A simple solution would be to find out the number of CPUs that you have available to you (via the system page pointer) and divide the work up that way:

#include <sys/syspage.h>

int     num_x_per_cpu;

do_graphics ()
{
    int     num_cpus;
    int     i;
    pthread_t *tids;

    // figure out how many CPUs there are...
    num_cpus = _syspage_ptr -> num_cpu;

    // allocate storage for the thread IDs
    tids = malloc (num_cpus * sizeof (pthread_t));

    // figure out how many X lines each CPU can do
    num_x_per_cpu = XRESOLUTION / num_cpus;

    // start up one thread per CPU, passing it the ID
    for (i = 0; i < num_cpus; i++) {
        pthread_create (&tids[i], NULL, do_lines, (void *) i);
    }

    // now all the "do_lines" are off running on the processors

    // we need to wait for their termination
    for (i = 0; i < num_cpus; i++) {
        pthread_join (tids[i], NULL);
    }

    // now they are all done
}

void *
do_lines (void *arg)
{
    int    cpunum = (int) arg;  // convert void * to an integer
    int    x;

    for (x = cpunum * num_x_per_cpu; x < (cpunum + 1) * 
          num_x_per_cpu; x++) { do_line (x);
    }
}

The above approach lets the maximum number of threads run simultaneously on the multicore system. There's no point creating more threads than there are CPUs, because they'll simply compete with each other for CPU time.
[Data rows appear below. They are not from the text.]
Issue #9683, opened 2016-06-30
Navigate through history, ignore consecutive duplicates.


Carreau:
I think that would be nice,  not sure if it should be moved in PTK.

segevfiner:
I vaguely remember having had to press UP multiple times to skip duplicate/identical history entries in some IPython version, but I'm not seeing this behavior after testing recently. Searching around the code I found this: [jonathanslenders/python-prompt-toolkit/prompt_toolkit/buffer.py#L1127-L1130](https://github.com/jonathanslenders/python-prompt-toolkit/blob/4a27a142de525bb5a84edfb7df0bfa673ef9847e/prompt_toolkit/buffer.py#L1127-L1130) and there is obviously also the referenced PR #9943 which suggests that the version I saw this at were `IPython>=5.0,<5.2`.

Or did you mean something else entirely in this issue? 😃

Ritiek:
I use 5.1.0 but it works fine for me. Using same command consecutively shows up the command only once in the history when pressing up..

segevfiner:
@Ritiek I'm not entirely sure, but I think you will get duplicates only after re-opening IPython since the code in PR #9943 is only used during init. During an IPython session PTK prevents duplicates in the in-memory history but before PR #9943 IPython added duplicates to the history on history load at startup.

Ritiek:
@segevfiner Yeah, you're right. I can see the duplicates now.

srinivasreddy:
safely closed?

takluyver:
Yup, thanks.

segevfiner:
It seems thst IPython might ignore saving and loading consecutive duplicates. But when there are distant duplicates that are still the same they are not skipped over when doing an up/down arrows history search (When you type a partial command and then use the up/down arrows to search though history) or from ctrl-r. That means that you can do:
```python
In [1]: 123
Out [1]: 123

In [2]: 456
Out [2]: 456

In [3]: 123
Out [3]: 123
```

And you will find `123` twice in the history search.

Maybe that's what @Carreau meant or is that a different issue?

Carreau:
> Maybe that's what @Carreau meant or is that a different issue?

I honestly don't remember. I think having no consecutive duplicate is already good. If the question re-present itself, we can think about non-consecutive duplicate. I can see case where non-consecutive are useful.

takluyver:
Yeah, I think non-consecutive duplicates is fine, and this is now working as expected.

carlsmith:
[...]

PR #9943, opened 2016-09-11
Only track unique history of commands

JamshedVesuna:
Right now `last_cell` will always be an empty string. The intended use is to track the last command to only track a unique history.

Also removed some trailing whitespace 😄 

Related to #9683.


minrk:
Thanks!

takluyver:
Switched milestone to 5.2 because this is a simple bugfix.

PR #9946, opened 2016-09-13
Don't require win_unicode_console on Python 3.6

takluyver:
It looks like the changes @Drekin's win_unicode_console makes have essentially been integrated into Python 3.6, so it will use the Unicode APIs for Windows console access by default. See [PEP 528](https://www.python.org/dev/peps/pep-0528/).

So we shouldn't need to load WUC on Python 3.6, and it may even have some strange interactions.

### DIFF
--- a/setup.py
+++ b/setup.py
@@ -218,7 +218,8 @@ extras_require.update({
     ':python_version == "2.7" or python_version == "3.3"': ['pathlib2'],
     ':sys_platform != "win32"': ['pexpect'],
     ':sys_platform == "darwin"': ['appnope'],
-    ':sys_platform == "win32"': ['colorama', 'win_unicode_console>=0.5'],
+    ':sys_platform == "win32"': ['colorama'],
+    ':sys_platform == "win32" and python_version < "3.6"': ['win_unicode_console>=0.5'],
     'test:python_version == "2.7"': ['mock'],
 })
 # FIXME: re-specify above platform dependencies for pip < 6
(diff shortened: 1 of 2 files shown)


setup.py
```diff
@@ -218,7 +218,8 @@ def run(self):
     ':python_version == "2.7" or python_version == "3.3"': ['pathlib2'],
     ':sys_platform != "win32"': ['pexpect'],
     ':sys_platform == "darwin"': ['appnope'],
-    ':sys_platform == "win32"': ['colorama', 'win_unicode_console>=0.5'],
+    ':sys_platform == "win32"': ['colorama'],
+    ':sys_platform == "win32" and python_version < "3.6"': ['win_unicode_console>=0.5'],
```
takluyver: This syntax should be valid as of setuptools 17.1, released June 2015. I'm OK with depending on that.

minrk:
Cool!

minrk:
Backport to 5.2?

takluyver:
I think it probably makes sense to, yeah. Though do we want to be a bit more conservative with the setuptools version required for 5.x?

setup.py
minrk: We already have similar ones above, I suspect we already require something similar.

takluyver: Specifically the `<` comparison - I believe `==` and `!=` were supported before other comparsions.

minrk: I'm guessing that since setuptools 17 is more than a year ago, I suspect that most people with setuptools < 17 have setuptools 0.6 + pip 1.5.6, and need to upgrade anyway. I doubt many folks are stuck on setuptools 16.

Note that in this example, we didn't specify which processor to run each thread on. We don't need to in this case, because the READY thread with the highest priority always runs on the next available processor. The threads will tend to run on different processors (depending on what else is running in the system). You typically use the same priority for all the worker threads if they're doing similar work.

An alternative approach is to use a semaphore. You could preload the semaphore with the count of available CPUs. Then, you create threads whenever the semaphore indicates that a CPU is available. This is conceptually simpler, but involves the overhead of creating and destroying threads for each iteration.